Akpabio stated this at the weekly media briefing for State
House correspondents, organised by the Presidential Media Team led by Mr Femi
Adesina, the President’s spokesman at the presidential Villa, Abuja.
The NDDC, a commission under the ministry, is currently
undergoing forensic audit as part of deliberate efforts to ensure speedy
development of the Niger Delta region.
According to the minister, the indebtedness covered several
years of unpaid commitments of the three per cent each IOC was mandated to
remit to the intervention agency from their annual budgets.
He said that the unpaid funds were part of monies NDDC was
expected to expend on development projects in the oil producing region of the
country, assuring that government would do whatever possible, to recover the
funds from the oil companies.
“NDDC is being owed over $4billion by the IOCs and the
Federal Government is making every effort to collect the money.
“They were expected to pay three per cent of their annual
budgets to the NDDC, all of them are owing the NDDC.
“The federal government owes a little bit on its own part
that it should pay the NDDC. I believe that with the audit of the commission,
we will begin to offset those things, working closely with the Ministry of
Finance.
“There are plans to pay those debts. I want to see a balance
sheet of the NDDC that is bankable.
“The IOCs are expected to pay to the NDDC three percent of
their annual budgets.

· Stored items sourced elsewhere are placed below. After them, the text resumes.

PR #770, opened 2024-06-24
make only streams that aren't already playing selectable in StreamsModal

### LINKED ISSUE #501: Add a check for if a stream is already being played before it can be added to another source
Add a check for if a stream is already being played before it can be added to another source so that you can't accidentally steal music from others (Bonus points if you make the chosen zone tune in to the source already playing the stream)

rtertiaer:
This PR makes modifies the StreamsModal, which is what launches when you attempt to start a new stream. It filters out all already-playing streams from the selection dialog. This is a bit of an inverted way to close #501 , but is possibly a bit more intuitive and helps avoid messy logic around keeping streams running on the same source with zero interruption and just adding zones to the source, which is what the ticket details. Instead, we shift left and make the user do this if this is their intention.

In the non-webapp context, one can still steal streams; that's explicitly supported functionality and lives within the `ctrl.py` code.

I'm pretty sure the `input` field is always either `'None'` or starts with `stream=`, but that's one way this is brittle, for sure.

### Checklist

* [x] If this is a UI change, have you tested it across multiple browser platforms? Firefox & Chromium

### DIFF
--- a/CHANGELOG.md
+++ b/CHANGELOG.md
@@ -7,6 +7,7 @@
   * Enforce breakpoint styling to ensure that the UI looks the same between mobile, desktop, tablet viewports
   * Groups containing disabled zones now behave as though those zones don't exist
   * Groups containing only disabled zones no longer selectable
+  * Only show not-playing streams in the new stream modal
 * Streams
   * Remove stop command (only accessable through API) from Pandora
   * Disconnect zones from sources when they are disabled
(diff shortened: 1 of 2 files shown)


SteveMicroNova (approved):
We love quick and easy ways of solving issues. Props to bringing this up in the meeting as an "Is this intended or no?" situation, only removing the issue from the frontend and leaving it as a feature in the backend

PR #790, opened 2024-07-03
AmpliPro Purchase QR Codes

SteveMicroNova:
Add two new QR codes that redirect to the new purchase site for AmpliPro hardware

There are no code changes and so I've removed the PR Template, these files are not used here but this seems to be where all the other QRs have gone so far and so they are being added here as well
One of these will be made defunct shortly, and will then be removed from this PR afterwards. The decision between keeping one or the other is what makes this a draft PR at this moment


SteveMicroNova:
Requesting review from Ryan as I asked his opinion on the redirect strategy, requesting review from Jason as he's the brand manager
I will not merge until both approve

gorski123:
These probably belong in the marketing repo

SteveMicroNova:
> These probably belong in the marketing repo

I'm inclined to agree, though some are required here to build the manual and I don't know how to go about managing that.
Either we have some things in the wrong place (what we currently have) , some things in multiple places (which is the right version?), or have to check two places for things that are otherwise the exact same (increasing the amount of tribal knowledge to keep in mind when we hire more people). Perhaps @rtertiaer or @linknum23 have some sort of answer for how to solve that conundrum.

SteveMicroNova:
Rerequesting review from @gorski123 and @rtertiaer now that these images have largely been removed (though some changes still remain)

Ryan and I came to the conclusion that it's ok to keep these two QR codes in two places, and added a README to both places to ensure that they're upkept properly

rtertiaer (changes requested):
can you squash this?

SteveMicroNova:
> can you squash this?

Done

rtertiaer:
why are there still 5 commits?

rtertiaer (approved):

PR #799, opened 2024-07-08
properly check the API during updates if it requires authentication

### LINKED ISSUE #761: Password protected APIs fail to upgrade

rtertiaer:
This PR properly checks URLs during the update process in the case where they requrie authentication. This closes #761 .

### Checklist

### DIFF
--- a/scripts/configure.py
+++ b/scripts/configure.py
@@ -15,6 +15,7 @@ import time
 import re
 import sys
 import requests
+import json
 
 # pylint: disable=broad-except
 # pylint: disable=bare-except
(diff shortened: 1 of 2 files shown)


scripts/configure.py
```diff
@@ -823,8 +824,29 @@ def _copy_old_config(dest_dir: str) -> None:
       pass
 
 
+def _api_key() -> Union[bool, str]:
```
linknum23, line 827: Its probably a little more pythonic to return Optional[str] here.

linknum23 (approved):
LGTM, assuming this was tested in an update with and without a key

scripts/configure.py
linknum23: Oddly that change doesn't even effect the downstream logic.

rtertiaer:
Given #812 , I may re-work this idea and instead just modify the auth to not be necesasry if the `Host` is localhost.

rtertiaer:
actually, simply checking the `Host` header invites us to [header smuggling attacks](https://www.intruder.io/research/practical-http-header-smuggling). I'm gonna implement that same methodology for the display server instead.

Issue #604, opened 2024-01-05
Internet radio stream creation is a little rough


linknum23:

rtertiaer:
Make the list of searched radio stations responsive.

Also make it evident when you have clicked a station that it has auto-filled out fields for you. Leave the station highlighted when clicked.

rtertiaer:
This seemingly got worse with #763 - the fields no longer auto fill out 😬

PR #800, opened 2024-07-09
Fixes to the stream create/update dialog

rtertiaer:
This PR improves the stream update/create dialog. It migrates every last input to an MUI component, adds some margins to permit easy use on mobile, makes the enter button search in the search field, and a bit more.

This was prompted by the internet radio search functionality no longer auto-filling fields, referenced in #604. That bug is fixed in this PR as well. However, this does not close out that ticket.

Before:
Screenshot from 2024-07-09 14-25-56

After:
Screenshot from 2024-07-09 14-31-02

After on my iOS mobile:
signal-2024-07-09-150238

### Checklist

### DIFF
--- a/web/src/pages/Settings/Streams/StreamModal/StreamModal.jsx
+++ b/web/src/pages/Settings/Streams/StreamModal/StreamModal.jsx
@@ -1,7 +1,5 @@
 import React from "react";
 import PropTypes from "prop-types";
-import { CircularProgress } from "@mui/material";
-import { Divider } from "@mui/material";
 import Alert from "@mui/material/Alert";
 import "./StreamModal.scss";
 import StreamTemplates from "../StreamTemplates.json";
@@ -9,6 +7,11 @@ import ModalCard from "@/components/ModalCard/ModalCard";
 import TextField from '@mui/material/TextField';
 import Button from '@mui/material/Button';
 import Checkbox from '@mui/material/Checkbox';
+import List from '@mui/material/List';
+import ListItemAvatar from '@mui/material/ListItemAvatar';
+import ListItemText from '@mui/material/ListItemText';
+import ListItemButton from '@mui/material/ListItemButton';
+import Avatar from '@mui/material/Avatar';
 
 const NAME_DESC =
   "This name can be anything - it will be used to select this stream from the source selection dropdown";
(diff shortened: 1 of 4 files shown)


web/src/pages/Settings/Streams/StreamModal/StreamModal.jsx
```diff
@@ -7,62 +7,63 @@ import "./StreamModal.scss";
...
     return (
         <>
             <div className="stream-field">
                 <TextField
+                    className="stream-field-input"
                     type={type}
                     label={name}
                     error={error}
-                    defaultValue={defaultValue}
+                    value={value ? value : ''}
```
rtertiaer, line 28: https://stackoverflow.com/questions/68480218/material-ui-textfield-label-does-not-move-up-when-the-value-for-textfield-is-set

rtertiaer:
Alright, I just buckled down and did the full rendition. The latest commit fixes #604 by bringing in a bunch of MUI components that handle reactivity for us. A little bit of styling, move some rendering around, and this oughta be kosher.

web/src/pages/Settings/Streams/StreamModal/StreamModal.jsx
```diff
@@ -96,9 +102,10 @@ const InternetRadioSearch = ({ onChange }) => {
     const [host, setHost] = React.useState("");
     const [results, setResults] = React.useState([]);
     const [query, setQuery] = React.useState("");
+    const [selectedUuid, setSelectedUuid] = React.useState("");
 
     const search = (name) => {
-        setResults([<CircularProgress key={name} />]);
+        setResults([{name: "Loading..."}]);
```
rtertiaer, line 108: Because keeping the state for which item was selected requires dynamically rendered items from the actual data structure itself, the spinner was removed. I've tried a couple of ways to get the `Avatar` component to do anything a little more sophisticated here and a couple of different ways of rendering, but I quickly approached a point of diminished returns on my time and landed on this instead. Let me know if it's a killer feature and I can re-introduce it with fresh eyes.

rtertiaer:
what the latest commit looks like: 
image

klay2000 (approved):
Looks good, if you want you should try making the two buttons on the bottom look better too, imo they've always been the most ridiculous looking part of this dialog.

rtertiaer:
I themed all MUI components using the [grey](https://mui.com/material-ui/customization/color/#2014-material-design-color-palettes) palette. I also put in a minor performance fix for probably unintended searches.

image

All of them have failed to do so at different times,” he
said.
Akpabio also disclosed that the NDDC was owing contractors
about N3 trillion, through frivolous awards, many of which had remained
unverified.
“We are investigating the NDDC through the forensic audit.
Since my assumption of office, l have checked and have not seen even a 5km road
done by the NDDC.
“We are still searching to understand where the funds they
spent went, and we are going to find them”, he added.
On the Ogoni clean-up, the minister disclosed that 21 sites
had so far been completed, while new contracts would soon be awarded for 36 new
sites.
Akpabio, who also reacted to the three per cent dedicated to
the host communities under the recently signed Petroleum Industry Act,
solicited that the ministry be allowed to manage the funds, assuring that it
would protect the interests of all the affected host communities.
“The problem of the host community fund is not the
percentage neither is it the problem of money.
“The Petroleum Industry Act, when implemented, is going to
assuage the feelings of the people of the host communities, because they never
had half a percent since oil was discovered in 1956 in Oloibiri.
“That is why I said that it is not the percentage that is
the issue. Some communities could not even do this solar powered toilet, some have
no drinking water, even water tankers supplying them water failed, because they
had oil exploration and exploitation had destroyed their water system.
“But, now with the PIA, they will be able to do certain
things for themselves without waiting on oil companies, the federal government
or the state, to do it for them,’’ he added.